Exercise directions:
Copy every line of the data exactly, leaving nothing out.

Data for this task:

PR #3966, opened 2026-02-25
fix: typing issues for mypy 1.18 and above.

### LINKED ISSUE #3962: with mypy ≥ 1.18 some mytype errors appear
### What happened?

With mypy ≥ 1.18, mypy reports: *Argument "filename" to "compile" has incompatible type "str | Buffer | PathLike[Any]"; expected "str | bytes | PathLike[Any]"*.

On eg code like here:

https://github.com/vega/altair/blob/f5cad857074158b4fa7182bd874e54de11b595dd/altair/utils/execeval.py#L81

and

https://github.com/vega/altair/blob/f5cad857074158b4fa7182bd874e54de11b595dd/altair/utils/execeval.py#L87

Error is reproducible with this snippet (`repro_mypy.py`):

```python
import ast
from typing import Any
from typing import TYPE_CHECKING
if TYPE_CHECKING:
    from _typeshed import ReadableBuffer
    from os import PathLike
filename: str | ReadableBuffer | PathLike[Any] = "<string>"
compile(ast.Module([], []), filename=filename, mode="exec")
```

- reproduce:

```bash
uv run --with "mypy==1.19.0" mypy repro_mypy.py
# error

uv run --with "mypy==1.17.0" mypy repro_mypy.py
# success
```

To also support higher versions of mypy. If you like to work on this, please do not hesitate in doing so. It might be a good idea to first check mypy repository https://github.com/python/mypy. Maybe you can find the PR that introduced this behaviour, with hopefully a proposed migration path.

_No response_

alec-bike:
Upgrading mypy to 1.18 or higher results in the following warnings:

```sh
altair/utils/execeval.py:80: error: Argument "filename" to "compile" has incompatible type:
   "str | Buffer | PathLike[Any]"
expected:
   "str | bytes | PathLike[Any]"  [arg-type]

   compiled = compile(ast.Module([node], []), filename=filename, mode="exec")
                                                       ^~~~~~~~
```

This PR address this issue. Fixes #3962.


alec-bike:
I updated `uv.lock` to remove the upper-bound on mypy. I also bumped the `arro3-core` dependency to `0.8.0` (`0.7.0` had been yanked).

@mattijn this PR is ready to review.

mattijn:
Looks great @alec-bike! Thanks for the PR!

Solved exercise:
PR #3966, opened 2026-02-25
fix: typing issues for mypy 1.18 and above.

### LINKED ISSUE #3962: with mypy ≥ 1.18 some mytype errors appear
### What happened?

With mypy ≥ 1.18, mypy reports: *Argument "filename" to "compile" has incompatible type "str | Buffer | PathLike[Any]"; expected "str | bytes | PathLike[Any]"*.

On eg code like here:

https://github.com/vega/altair/blob/f5cad857074158b4fa7182bd874e54de11b595dd/altair/utils/execeval.py#L81

and

https://github.com/vega/altair/blob/f5cad857074158b4fa7182bd874e54de11b595dd/altair/utils/execeval.py#L87

Error is reproducible with this snippet (`repro_mypy.py`):

```python
import ast
from typing import Any
from typing import TYPE_CHECKING
if TYPE_CHECKING:
    from _typeshed import ReadableBuffer
    from os import PathLike
filename: str | ReadableBuffer | PathLike[Any] = "<string>"
compile(ast.Module([], []), filename=filename, mode="exec")
```

- reproduce:

```bash
uv run --with "mypy==1.19.0" mypy repro_mypy.py
# error

uv run --with "mypy==1.17.0" mypy repro_mypy.py
# success
```

To also support higher versions of mypy. If you like to work on this, please do not hesitate in doing so. It might be a good idea to first check mypy repository https://github.com/python/mypy. Maybe you can find the PR that introduced this behaviour, with hopefully a proposed migration path.

_No response_

alec-bike:
Upgrading mypy to 1.18 or higher results in the following warnings:

```sh
altair/utils/execeval.py:80: error: Argument "filename" to "compile" has incompatible type:
   "str | Buffer | PathLike[Any]"
expected:
   "str | bytes | PathLike[Any]"  [arg-type]

   compiled = compile(ast.Module([node], []), filename=filename, mode="exec")
                                                       ^~~~~~~~
```

This PR address this issue. Fixes #3962.


alec-bike:
I updated `uv.lock` to remove the upper-bound on mypy. I also bumped the `arro3-core` dependency to `0.8.0` (`0.7.0` had been yanked).

@mattijn this PR is ready to review.

mattijn:
Looks great @alec-bike! Thanks for the PR!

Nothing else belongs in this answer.